There is one problem though, UDP traffic is not working great (even though SOCKS5 supports it), which causes issues as DNS is over UDP. After fighting with tunnelling UDP traffic and eventually working out that the specific SOCKS proxy I was using did not support UDP I opted to setup a DNS server which would take UDP requests and forward them on as TCP. This was very easy as the linuxserver/wireguard docker had CoreDNS as its own DNS server for WireGuard clients. After looking at CoreDNS’ plugins I discovered the forward plugin supported an option to force TCP. This means that if the client uses the WireGuard CoreDNS server the request would be converted to TCP and would then be captured by tun2socks solving the issue. Once again I went for an allow list approach so that we can specify which DNS requests get forwarded through the SOCKS proxy so that we don’t spam the victims internal DNS with random requests. An example Corefile follows:

# Domain that you would like to convert to TCP so that
# it gets pushed through tun2socks
example.zzz {
    loop
    log
    # Change IP to that of the internal DNS server you want to use.
    forward . 123.123.123.123:53 {
        force_tcp
    }
}

Bringing it all together

To get this all setup easily, I created a basic Dockerfile based off the one in the tun2socks repo so that it would take my own entrypoint.sh. My entrypoint removed a lot of the iptables marks in the original and instead just parses some environment variables such as $TUN_INCLUDED_ROUTES to add routes in the docker container running tun2socks.

config_route() {
  for addr in $(echo "$TUN_INCLUDED_ROUTES" | tr ',' '\n'); do
    ip route add $addr dev $TUN
  done
}

This docker now would setup the TUN interface and the configured routes would be redirected into the TUN and therefore into the SOCKS proxy. Now I just needed to run the second WireGuard docker and get it to use the same routes as well as have access to the network namespace of the tun2socks docker so it could use the TUN interface. Or I could just add a WireGuard server to the tun2socks docker.
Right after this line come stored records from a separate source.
PR #313, opened 2018-03-08
Wanchain

tyrion70:
Changes for Wanchain as made in trezor-core and python-trezor


karel-3d:
Are there plans for chain_id in wanchain? Any eta?

tyrion70:
Hi Karel,

As far as I know Wanchain is not planning to change the chain_id. The chain_id was kept at 1 and an extra field (txtype) was added. I'm not part of the core team however so I don't know why. (I'm not even sure if you can actually just change a chain_id in a running blockchain?). Is that a dependency for this PR then? With the txtype and the change in the slip it should be different enough from ethereum right?

thx,
Peter

prusnak:
I am disappointed, earlier you claimed you'll tell the developers to change the chain_id, so we can drop the txtype hack: https://github.com/trezor/trezor-common/pull/83#issuecomment-370454631

Now you claim something completely different ...

tyrion70:
1603 Ingalls Street, San Francisco, Californië 94124, Verenigde Staten


Hi Pavol,

My apologies, I honestly forgot about that remark because it was in trezor-common and I later solved it by adding the  txtype hack. 

 I’ve been in contact with the Wanchain team about this a few times but I neglected to update you on the matter. 

I did ask them them to change it asap, but I initially got a reply back that it might not be so easy for them to do so. 

When Karel asked for an eta I replied and again asked the team again if and when they’ll change it. I replied to Karel the way I did because I simply don’t know yet if and when they will change it and was wondering if that is a blocking issue for you. Seeing that remark again basically answers that question I guess? You want the chain-id to be different before merging this PR right?

Sorry for the long story but in short:
- The request to change is it still outstanding
- I’ll try to escalate this and get them to reply here as well with an eta

I hope this diffuses your dissapointment, it was an mistake on my side to not see the implications of your remark. 
 
Cheers, 
Peter

prusnak:
Merged, thanks!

Turns out the first option is easier. It is possible to tell a docker to use the network namespace of another container when it gets setup. This is done by specifying container:container_name as a --net option like below:

docker run -it --rm --net container:wiresocks alpine /bin/sh

The above command would run an alpine container but its network stack would be the same as the wiresocks container which includes all the routes as well as the TUN interface. This allows you to generically add any dockerised tools into that namespace which would obey the routes and essentially be SOCKS’d via the proxy. This means you can bring any docker container into the same namespace and have it access the same network!

Using the same namespace trick to attach a docker container with impacket tools installed to use the same socks proxy hack.

Going back to WireGuard I created a docker-compose that handles most of the setup for you so that you can have any client machine get routed via SOCKS transparently: https://github.com/sensepost/wiresocks/blob/main/docker-compose.yml

Getting started with Wiresocks

Using WireSocks should be pretty simple. You need a host (say a jump box), a proxy (such as SOCKS) into your target network (your jump box should be able to reach it), and docker compose installed. Then, clone the WireSocks repository, copy the example .env.example file to .env, edit it appropriately and run docker compose up -d. With the stack up and running, you should see a new config/ directory which will contain the WireGuard client configuration files you’d need to configure on your clients (like Windows, Linux, macOS etc.).

Conclusion

So all of this provides a generic way to get a computer’s TCP traffic into a SOCKS proxy without too much funny business. UDP support is something that the SOCKS proxy would need support for and it also needs to play nicely with tun2socks, so if someone can figure that out before me, please let me know!

The tool/docker can be found here: https://github.com/sensepost/wiresocks

Hopefully this helps some people who have been frustrated by their tools not using their SOCKS.